Article 20 the board of supervisors shall set up an office of the board of supervisors, which shall be responsible for handling the daily affairs of the board of supervisors, carrying out the work of the board of supervisors and formulating the rules and regulations of the board of supervisors; Track and understand the implementation of the resolutions and requirements of the board of supervisors, and require relevant personnel to report to the chairman of the board of supervisors in time.
Chapter VI specification of documents of the board of supervisors
Article 21 establish and improve the rules and regulations of the board of supervisors to ensure that the work of the board of supervisors operates in a standardized and rules-based manner.

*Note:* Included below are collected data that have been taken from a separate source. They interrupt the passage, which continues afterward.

PR #320, opened 2022-04-28
Chi Squared Bug in Limits

akleeman:
I discovered a few cases where the chi squared cdf function was numerically unstable.  In particular when evaluating the function for very large `x` (so when asking how far in the tails an extremely large outlier is) the `chi_squared_cdf` should be returning `1` but was returning erratic values:

image

The chi squared cdf relies heavily on the incomplete gamma function and it turns out these instabilities were happening when we start dividing really small values by other really small values.  The denominator in the incomplete gamma is approximating through continuous fractions and small inaccuracies can cause the denominator to be slightly larger than it should be which causes the drops.  Here for example are the numerator and denominator (on log scale) separately.  Notice that for large values of `z` the two are always very nearly identical.

image

If you look at the difference between the numerator and denominator you can see it becomes very unstable:

image

We had some tresholds for when to treat the incomplete gamma as `1`, but those thresholds were on the absolute values of the numerator and denominator and I think it makes more sense to be have them on the difference between the two.

### DIFF
--- a/include/albatross/src/stats/chi_squared.hpp
+++ b/include/albatross/src/stats/chi_squared.hpp
@@ -26,7 +26,7 @@ namespace albatross {
 
 namespace details {
 
-inline double chi_squared_cdf_unsafe(double x, std::size_t degrees_of_freedom) {
+inline double chi_squared_cdf_unsafe(double x, double degrees_of_freedom) {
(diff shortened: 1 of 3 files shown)


peddie (approved):
I'm not familiar enough with the incomplete gamma function to know whether there's a better approach here or whether 1e-12 is good enough, but you have a test . . .

PR #321, opened 2022-04-29
Remove copy of covariance matrix in LOO conditional calculation

peddie:
See [this answer](https://github.com/swift-nav/albatross/pull/319/files/53468b92dc2cdf856e9c2995c0e286c899affe94#r861503228) on the original PR.  I spent way too much time figuring this out . . .


peddie:
Apparently this does something shady with references . . . better abandon.

PR #322, opened 2022-05-02
Move Parameter Handling Logic to Free Functions.

akleeman:
This fixes a bit of tech debt around parameter handling.

As a reminder the `Parameter` is albatross consists of both the `value` of the parameter and a `prior`.  If you have a class which holds parameters you can access them by calling `x.get_params()` which returns a `map<std::string, Parameter>` which maps a parameter name to the value and prior.  When manipulating parameters you don't always care about both the value and the prior.  For example, if you're tuning a model you may only want to set the parameter values.  We have a number of helper methods which make it easy to set only the values (`set_param_values`) or set only the parameters which exist (`set_params_if_exists`).

Before this change to access these helper methods you would inherit from `ParameterHandlingMixin`, implement the two virtual methods (`get_params` and `unchecked_set_param`) and would then be able to use the helper methods in the mixin class (`set_param`, `set_param_values` ... etc). In practice the models / classes which deal with parameters often end up getting wrapped in other interfaces at which point you're forced to either 1) expose all the parameter get/set helpers in the high level interface or 2) write your own equivalents of things like (`set_param_values`, `set_params_if_exists`).

The primary motivation for this PR was to allow reuse of the helper functions without explicitly inheriting from `ParameterHandlingMixin` by breaking out all the class methods into free functions.  You can continue to use the `ParameterHandlingMixin` to do things like:
```
  ClassExtendingParameterHandlingMixin param_handler;
  param_handler.set_param_values({{"foo", 1.}, {"bar", 2.}});
  param_handler.set_param_value_if_exists("foo", 1.);
```
But can now also use free functions:
```
  AnyClassWithGetSetParams param_handler;
  set_param_values({{"foo", 1.}, {"bar", 2.}}, &param_handler);
  set_param_value_if_exists("foo", 1., &param_handler);
```
The free functions use duck typing to determine whether `param_handler` is a valid parameter handler which requires methods with the same signature as the virtual methods in `ParameterHandlingMixin`:
```
  ParameterStore get_params() const;

  void set_param(const ParameterKey &name, const Parameter &param);
```

A couple of other nice things come out of this. The free functions can now deal with multiple parameter handlers in a single call.  This is realized in `set_params_if_exists_in_any(params, &a, &b, ..., &k)` which should simplify a lot of logic in some of the composite classes we have in other swift repositories.


include/albatross/src/core/parameters.hpp
```diff
@@ -202,6 +202,107 @@ inline bool params_are_valid(const ParameterStore &params) {
...
+  }
+
+  if (assert_exists) {
+    std::cerr << "Error: Parameter `" << name << "` not found";
+    ALBATROSS_ASSERT(false && "Attempt to modify a param which doesn't exist");
+  }
+  return false;
+}
+
+inline void set_param(const ParameterKey &name, const Parameter &param,
```
peddie, line 221: You could imagine avoiding these 3 wrappers by returning something like
`std::optional<std::reference_wrapper<Parameter>>` or `Parameter*`.

include/albatross/src/core/parameters.hpp
```diff
@@ -202,6 +202,107 @@ inline bool params_are_valid(const ParameterStore &params) {
...
+                                      ParameterStore *params) {
+  return modify_param(name, [&](Parameter *p) { p->prior = prior; }, params,
+                      false);
+}
+
+inline bool set_params_if_exists(const ParameterStore &input_params,
+                                 ParameterStore *params) {
+  bool all_set = input_params.size() > 0;
+  for (const auto &pair : input_params) {
+    all_set = set_param_if_exists(pair.first, pair.second, params);
```
peddie, line 283: Should this be `&=`?

Or `std::accumulate` with `std::logical_and<>`?

include/albatross/src/core/parameters.hpp
```diff
@@ -202,6 +202,107 @@ inline bool params_are_valid(const ParameterStore &params) {
...
+  }
+  return all_set;
+}
+
+inline bool set_param_values_if_exists(
+    const std::map<ParameterKey, ParameterValue> &param_values,
+    ParameterStore *params) {
+  bool all_set = param_values.size() > 0;
+  for (const auto &pair : param_values) {
+    all_set = set_param_value_if_exists(pair.first, pair.second, params);
```
peddie, line 293: Same as above

include/albatross/src/core/parameters.hpp
akleeman: :scream: nice catch!

include/albatross/src/core/parameters.hpp
akleeman: Can you explain?  We actually don't have `optional` in albatross, it's not part of c++14 and while we could pull in a non standard implementation I've trying to limit dependencies ... but we could make it happen if we need to.

peddie: What I mean is that if you return some sort of reference to the `Parameter` in question, the caller can get this reference and modify the parameter, the value, the key etc. as needed, without the need for multiple similar functions in the API (kind of like `std::map<Key, T>::at()` returns `T&`).

Then the question becomes how to return such a reference when the right parameter exists but also return something meaningful when it does not.  The two types I mentioned are ways to do that; the first has the drawbacks you mentioned, and the second has the drawback that the compiler doesn't really encourage you to check that it's non-`nullptr` before you dereference it.

akleeman: Ah yeah, I think I actually tried that first and you've identified some of the pain points which made me change course.

The API involved:
```
Parameter *get_param_pointer(const ParameterKey &key)
```
instead of:
```
void set_param(const ParameterKey &key, const Parameter &param);
```

What I found was that this greatly simplified all the `if_exists` logic and was almost certainly more computationally efficient ... but the deal breaker was that once a class returns a pointer to a parameter it has no clue if that parameter has been changed and that's critical to some of our applications in which we have parameters which require post processing.  For example, a class which requires a grid, you might parameterize it with a `grid_origin` and `grid_spacing` parameters, but internally you'd store a `std::vector<double> grid_points`.  With the `set_param` logic you give the implementing class the opportunity to update the grid points when a parameter has changed, with the `get_param_pointer` approach you have no clue when (or if) the parameter has changed.

Here's the branch if you're curious: https://github.com/swift-nav/albatross/compare/9479ecd2a7608530d5b0e3ed8e71c8b6c2237582...akleeman/param_free_functions_get_ptr

peddie: The need to trigger further processing on changes seems like a great reason to stick with the current API.  Thanks for clarifying.

peddie (approved):
Looks good.

PR #323, opened 2022-05-02
Improve Assertion Handling

akleeman:
The use of `assert` can be complicated.  The macro is disabled in release mode which can cause a discrepancy between what gets evaluated in debug mode and release mode.  This can also lead to compilation errors in release mode when the only use of a variable is in any assert statement (so when it get's disabled the variable appears unused).

Here we introduce a new macro which follows the advice in: https://web.archive.org/web/20201129200055/http://cnicholson.net/2009/02/stupid-c-tricks-adventures-in-assert/.

The new macro makes sure even in release mode an expression will get evaluated and avoids the unused variable problem.

### DIFF
--- a/include/albatross/src/cereal/eigen.hpp
+++ b/include/albatross/src/cereal/eigen.hpp
@@ -62,7 +62,7 @@ inline void load(Archive &ar, Eigen::Matrix<_Scalar, _Rows, _Cols> &m,
   const std::string decompressed =
       gzip::decompress(payload.data(), payload.size());
 
-  assert(size_in_bytes == decompressed.size());
+  ALBATROSS_ASSERT(size_in_bytes == decompressed.size());
 
   std::vector<_Scalar> decoded_data(size);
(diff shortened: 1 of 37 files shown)


jbangelo (commented):
I hate to rain on your parade, but I think wrapping the expression up in a `sizeof()` [isn't strictly correct](https://en.cppreference.com/w/cpp/language/expressions#Unevaluated_expressions), it seems like the compiler doesn't have to execute that wrapped expression at runtime if it doesn't want to. Why wasn't it possible to just have `(void) x;`?

akleeman:
Hmm yeah @jbangelo I think it's actually the opposite.  A closer re-read of this: https://web.archive.org/web/20201129200055/http://cnicholson.net/2009/02/stupid-c-tricks-adventures-in-assert/ and it looks like they added `sizeof` explicitly so that the expression is **not** evaluated.

Indeed, removing `sizeof` seems to work just fine.

peddie (approved):
Seems fine to me.

PR #331, opened 2022-05-31
[DO NOT MERGE] Use SPQR for sparse GP solves

peddie:
On a few hundred typical problems ~8000x1000 with a fill of ~0.3, I observed a median speedup of over 5x when using a single thread.  4 threads gave a speedup of over 7x.


peddie:
See https://github.com/swift-nav/albatross/pull/453

PR #345, opened 2022-08-17
Bump clang format to 14 [BUILD-269]

krisukox:
I added another job in the workflow so that I can use ubuntu 22.04.


isaactorz (commented):
LGTM but lets get a look at these from @akleeman

akleeman (approved):
lgtm!

PR #351, opened 2022-09-08
Improve documentation around GPs

akleeman:
I don't really know a good way of showing a preview of the resulting latex renderings (which are probably hard to review directly in the markdown. So here are some screen shots to help.  Alternatively you should be able to checkout this branch, move in to the `doc` directory and run `make html` (it'll require python with sphinx).

image
image
image
image
image
image

### DIFF
--- a/doc/src/datasets.rst
+++ b/doc/src/datasets.rst
@@ -8,7 +8,7 @@ Datasets
 Regression Datasets
 -------------------
 
-One of the core data types in ``albatross`` is the ``RegressionDataset``.  These objects are built to store a set of measurements which we use all over albatross.  There are a number of additional helper methods in the ``RegressionDataset``, but you can think of it as a simple struct:
+One of the core data types in ``albatross`` is the ``RegressionDataset``.  These objects are built to store a set of measurements (or predictions) and are used throughout albatross.  There are a number of additional helper methods in the ``RegressionDataset``, but you can think of it as a simple struct:
 
 .. code-block:: c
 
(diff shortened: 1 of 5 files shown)


peddie (commented):
Everything here looks fine to me, but I'll wait for someone less familiar with the material to approve.

wlanghans (approved):
Really intuitive and easy to follow. Just a few remarks that you can consider. 
I haven't seen the notation you use before. Usually y=f is assumed and noise is implied, or it it written as y = f(x) + eps as you describe and from then on y is used instead of f. At the end you drop f and say f=y anyway. The way I'm used to seeing this is by writing distributions like P(y*|y,x,x*).
That said, since familiarity with Gaussian process regression is assumed at the top, everyone will get it the way it is.
The LDL' decomposition is missing a "T" for transpose when it's introduced for the first time. I'm not sure what the "P" matrix stands for. Maybe a quick mention or reference would be helpful.
I like that you add the code snippet for the fit. It would be cool to have this example code also for the various predictions.

akleeman:
@wlanghans good catch, I fixed the LDLT description.

I also (hopefully) clarified the difference between `f` and `y`. I agree that `f` is often dropped ... but there is a difference. In English I would write `f^* | f = y` as "the process at some new locations given some measurements of the process" and `f^* | y` "the process at some new locations given some measurements".  Basically I think it's reasonable to just say "measurements" instead of "measurements of the process", the process is implied.

Things like `y* | y` start to feel wrong though. I think it's OK to write `y^* | y` if it's clear that you're using `y` to make predictions of some hypothetical measurements `y^*`, but `y^*` isn't _really_ a measurement, it's a prediction of a possible measurement.  For example, what if you're evaluating a model, so you fit a model with some measurements `y` and make a prediction of a held out group of measurements, `y^*`.  Then say you want to compute the error, what would that be? `y^* - y^*|y`?  This is where I think `f^*` helps dis-disambiguate, it's much more obvious if you write `y^* - f^*|y`.

I also think it helps to keep a mental picture of what's happening which involves a process, `f`, which is some nebulous unknown thing that you're trying to understand and you do so by taking measurements of that process, `y`, which help (but don't perfectly) define what the process must be at certain locations.

akleeman:
I'm not really sure it's worth being religious about this distinction between a process and measurements though.  For example, in [Gaussian Processes for Machine Learning](https://gaussianprocess.org/gpml/chapters/RW2.pdf) there are points where they also use `f` to be explicit that we're dealing with a function, or process:
image
a few paragraphs later there's a similar distinction between measurements with noise versus the process:
image
so they seem to happily re-use `y` as both the random variable described by some prior and the real valued vector used in the posterior mean computation :shrug: which is what I was hoping to distinguish between.

sort of related (from that book):
image

wlanghans:
In your example of residual computation
`y^* - y^*|y`
you could distinguish between two sets of observations `y_train` and `y_test`. The residual would then be 
`y_test - y^*|y_train` whereby `y` is used for all observations and asterisk denotes predictions. 
More importantly, I think in the end everyone will get what you mean no matter how you write it. From that perspective I thought it would be easier to keep it simple.

PR #357, opened 2022-10-04
Stricter Composition Rules

akleeman:
This PR handles a subtle unintended behavior in the templating logic which deals with sums, products and scalings of covariance functions. On master we end up defining far more templated methods than we technically need which can lead to some confusing results if you try to ask which methods are supported by a composition of covariance functions.  Examples should help.

Consider the case where you define two covariance functions,
```
class Foo : public CovarianceFunction<Foo> {
public:
  double _call_impl(const X &, const X &) const;
};

class Bar : public CovarianceFunction<Bar> {
public:
  double _call_impl(const X &, const X &) const;
};
```
Notice that they are each defined (only) for type `X`.  Now you can instantiate two and sum them,
```
Foo foo;
Bar bar;
const auto sum = foo + bar;
```
The expected outcome _ideally_ would be the equivalent of:
```
class Sum : public CovarianceFunction<Sum> {
public:
  double _call_impl(const X &a, const X &b) const {
    return foo(a, b) + sum(a, b);
  }
};
```
but on master you'd actually be able to evaluate `_call_impl` with composite types such as:
```
LinearCombination<X> combo;
variant<X, Y> variant;
sum._call_impl(combo, variant);
```
This isn't really a bug, we ultimately do want to be able to call `sum` with these types, but I don't think we want to define the `_call_impl` for these types and would rather leave it to the `CovarianceFunction::call` logic to realize you can do so.  In otherwords we want to be able to do:
```
sum(combo, variant);
```
but don't want to be able to do:
```
sum._call_impl(combo, variant);
```
(not that a user should never be using `_call_impl`, but even internal to albatross I don't think we want to be able to do so).

### DIFF
--- a/include/albatross/src/covariance_functions/callers.hpp
+++ b/include/albatross/src/covariance_functions/callers.hpp
@@ -488,6 +488,35 @@ template <typename CovFunc, typename... Args>
 class has_valid_caller
     : public caller_has_valid_call<DefaultCaller, CovFunc, Args...> {};
 
+/*
+ * This defines a helper trait which indicates whether a call to a
+ * function has an equivalent call. This is different from the valid
+ * caller which might do more complicated operations such as unpacking
+ * a variant, or integrating over linear combinations, here we just want
+ * to know if there is a call method available for types such as
+ * the Measurement<> wrapper for which we'd happily unwrap the type.
+ *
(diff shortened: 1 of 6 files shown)


peddie (approved):
I can't say I understand 100% of the test cases, but I learned a lot trying to understand this patch.

PR #358, opened 2022-10-04
Add Nugget Covariance Function

akleeman:
We've used this `Nugget` covariance function in packages which depend on albatross, but it seems like it should live directly in albatross.

The only real difference between this and the `IndependentNoise<X>` covariance function is that the nugget applies across the board to all features, while the `IndpendentNoise<X>` only evaluates non-zero for `X`.

### DIFF
--- a/include/albatross/src/covariance_functions/traits.hpp
+++ b/include/albatross/src/covariance_functions/traits.hpp
@@ -226,6 +226,25 @@ struct has_valid_variant_mean_caller<U, Caller, variant<A, Ts...>,
       has_valid_variant_mean_caller<U, Caller, variant<Ts...>>::value;
 };
 
+/*
+ * Sometimes we need to distinguish between raw types for which we would
+ * explicitly write covariance function _call_impl methods and wrapped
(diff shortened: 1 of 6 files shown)


include/albatross/src/covariance_functions/traits.hpp
```diff
@@ -226,6 +226,25 @@ struct has_valid_variant_mean_caller<U, Caller, variant<A, Ts...>,
       has_valid_variant_mean_caller<U, Caller, variant<Ts...>>::value;
 };
 
+/*
```
peddie, line 229: Does this belong in #357?

peddie (approved):

include/albatross/src/covariance_functions/traits.hpp
akleeman: It's only used in this PR, but it's true they address very similar issues.  I didn't want the templating:
```
  template <typename X>
  double _call_impl(const X &x, const X &y) const;
```
to capture any arbitrary type, only those which are "basic", it not composites of multiple types.

jbangelo (approved):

Article 22 formulate relevant systems for the document management of the board of supervisors, and all documents and proposals shall be filed and kept as required.
Article 23 the meeting of the board of supervisors shall be recorded and sorted into the meeting resolutions of the board of supervisors. The supervisors and recorder attending the meeting shall sign the meeting minutes and the meeting resolutions of the board of supervisors. The records and resolutions of the board of supervisors shall be filed and kept. The minutes of the meeting of the board of supervisors shall be kept as the company’s archives for at least 10 years.
Chapter VII supplementary provisions
Article 24 these rules, as an annex to the articles of association, shall come into force after being approved by the general meeting of shareholders. The original rules of procedure of the board of supervisors shall be repealed as of the date of entry into force of these rules.
Article 25 the board of supervisors of the company shall be responsible for the interpretation of these rules.